[[ Supplied records open ]]

PR #5278, opened 2021-01-21
(storage) add sample for check latest transfer operation in transfer …

JesseLovelace:
Adds a sample for check latest transfer operation in transfer service


storage/transfer_service/sts_snippets_test.py
```diff
@@ -0,0 +1,37 @@
...
+    storagetransfer = googleapiclient.discovery.build("storagetransfer", "v1")
+    result = storagetransfer.transferJobs().create(body=transfer_job).execute()
+
+    job_name = result.get("name")
+    check_latest_transfer_operation.check_latest_transfer_operation(
+        project_id, job_name
+    )
+    out, _ = capsys.readouterr()
+
+    assert job_name in out
```
frankyn, line 37: Can you assert `The latest operation for job` is included as well because job_name is both in the success case and failure case above.

frankyn (changes requested):
Few nits, otherwise LGTM

storage/transfer_service/sts_snippets_test.py
```diff
@@ -0,0 +1,37 @@
+import os
```
frankyn, line 1: Missing copyright header*

storage/transfer_service/noxfile.py
```diff
@@ -0,0 +1,245 @@
+# Copyright 2019 Google LLC
```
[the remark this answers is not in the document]
JesseLovelace: This is what the authoring guide says to do:

>python-docs-samples: As a temporary workaround, each project currently uses first noxfile-template.py found in a parent folder above the current sample. In order to simulate this locally, you need to copy + rename the parent noxfile-template.py as noxfile.py in the folder of the project (containing the requirements.txt for the file).

>cd python-docs-samples
>cp noxfile-template.py PATH/TO/YOUR/PROJECT/noxfile.py
>cd PATH/TO/YOUR/PROJECT/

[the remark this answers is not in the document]
frankyn: Thanks for clarifying, this is new!

frankyn (approved):
LGTM, Pending Kokoro

tmatsuo:
The test failed with the following error:

```
googleapiclient.errors.HttpError: <HttpError 400 when requesting https://storagetransfer.googleapis.com/v1/transferJobs?alt=json returned "Failed to obtain the location of the Google Cloud Storage (GCS) bucket python-docs-samples-tests-storagetransfer-source due to insufficient permissions.  Please verify that the necessary permissions have been granted.". Details: "Failed to obtain the location of the Google Cloud Storage (GCS) bucket python-docs-samples-tests-storagetransfer-source due to insufficient permissions.  Please verify that the necessary permissions have been granted.">
```

JesseLovelace:
Turns out the STS samples never had any tests, and their testing environment was never set up for this account. I'm working on setting it up now.

leahecole:
@JesseLovelace if you need any help wrt testing environment stuff, let me (or any of the owners) know! There's an office hours from 10-12 pacific on 3/12, or, if you ping any of us we can always set up time outside of that, especially if pacific time is not great for you.

Regarding the exchange about the noxfile - this repo is somewhat unusual. You actually don't need to add a `noxfile` unless yours is different than the `noxfile-template.py`, and if that's the case, you add a `noxfile_config` (here's an [example in the cloud run directory where they enforce type hints and also change the versions they test](https://github.com/GoogleCloudPlatform/python-docs-samples/blob/master/run/django/noxfile_config.py)) . In kokoro, that template is copied to your directory behind the scenes. I will be the first to admit it's not the greatest DevX for DREs, but it means that we have a single source of truth which is less painful for long term maintenance.  

if you think that the phrasing/explanation could be improved in the Authoring guide please lmk or feel free to make a PR for it (you too, @frankyn !)

frankyn (approved):

storage/transfer_service/sts_snippets_test.py
tmatsuo: @JesseLovelace Do you want to address this comment?

tmatsuo (approved):
LGTM. Can you also address the comment from @frankyn ?

storage/transfer_service/sts_snippets_test.py
JesseLovelace: Frank and I talked about this offline, it's fine how it is, avoids a flaky test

[[ Supplied records closed ]]

● **Work to complete**: Take each record above and return it verbatim.

● **Solution for this exercise**:
PR #5278, opened 2021-01-21
(storage) add sample for check latest transfer operation in transfer …

JesseLovelace:
Adds a sample for check latest transfer operation in transfer service


storage/transfer_service/sts_snippets_test.py
```diff
@@ -0,0 +1,37 @@
...
+    storagetransfer = googleapiclient.discovery.build("storagetransfer", "v1")
+    result = storagetransfer.transferJobs().create(body=transfer_job).execute()
+
+    job_name = result.get("name")
+    check_latest_transfer_operation.check_latest_transfer_operation(
+        project_id, job_name
+    )
+    out, _ = capsys.readouterr()
+
+    assert job_name in out
```
frankyn, line 37: Can you assert `The latest operation for job` is included as well because job_name is both in the success case and failure case above.

frankyn (changes requested):
Few nits, otherwise LGTM

storage/transfer_service/sts_snippets_test.py
```diff
@@ -0,0 +1,37 @@
+import os
```
frankyn, line 1: Missing copyright header*

storage/transfer_service/noxfile.py
```diff
@@ -0,0 +1,245 @@
+# Copyright 2019 Google LLC
```
[the remark this answers is not in the document]
JesseLovelace: This is what the authoring guide says to do:

>python-docs-samples: As a temporary workaround, each project currently uses first noxfile-template.py found in a parent folder above the current sample. In order to simulate this locally, you need to copy + rename the parent noxfile-template.py as noxfile.py in the folder of the project (containing the requirements.txt for the file).

>cd python-docs-samples
>cp noxfile-template.py PATH/TO/YOUR/PROJECT/noxfile.py
>cd PATH/TO/YOUR/PROJECT/

[the remark this answers is not in the document]
frankyn: Thanks for clarifying, this is new!

frankyn (approved):
LGTM, Pending Kokoro

tmatsuo:
The test failed with the following error:

```
googleapiclient.errors.HttpError: <HttpError 400 when requesting https://storagetransfer.googleapis.com/v1/transferJobs?alt=json returned "Failed to obtain the location of the Google Cloud Storage (GCS) bucket python-docs-samples-tests-storagetransfer-source due to insufficient permissions.  Please verify that the necessary permissions have been granted.". Details: "Failed to obtain the location of the Google Cloud Storage (GCS) bucket python-docs-samples-tests-storagetransfer-source due to insufficient permissions.  Please verify that the necessary permissions have been granted.">
```

JesseLovelace:
Turns out the STS samples never had any tests, and their testing environment was never set up for this account. I'm working on setting it up now.

leahecole:
@JesseLovelace if you need any help wrt testing environment stuff, let me (or any of the owners) know! There's an office hours from 10-12 pacific on 3/12, or, if you ping any of us we can always set up time outside of that, especially if pacific time is not great for you.

Regarding the exchange about the noxfile - this repo is somewhat unusual. You actually don't need to add a `noxfile` unless yours is different than the `noxfile-template.py`, and if that's the case, you add a `noxfile_config` (here's an [example in the cloud run directory where they enforce type hints and also change the versions they test](https://github.com/GoogleCloudPlatform/python-docs-samples/blob/master/run/django/noxfile_config.py)) . In kokoro, that template is copied to your directory behind the scenes. I will be the first to admit it's not the greatest DevX for DREs, but it means that we have a single source of truth which is less painful for long term maintenance.  

if you think that the phrasing/explanation could be improved in the Authoring guide please lmk or feel free to make a PR for it (you too, @frankyn !)

frankyn (approved):

storage/transfer_service/sts_snippets_test.py
tmatsuo: @JesseLovelace Do you want to address this comment?

tmatsuo (approved):
LGTM. Can you also address the comment from @frankyn ?

storage/transfer_service/sts_snippets_test.py
JesseLovelace: Frank and I talked about this offline, it's fine how it is, avoids a flaky test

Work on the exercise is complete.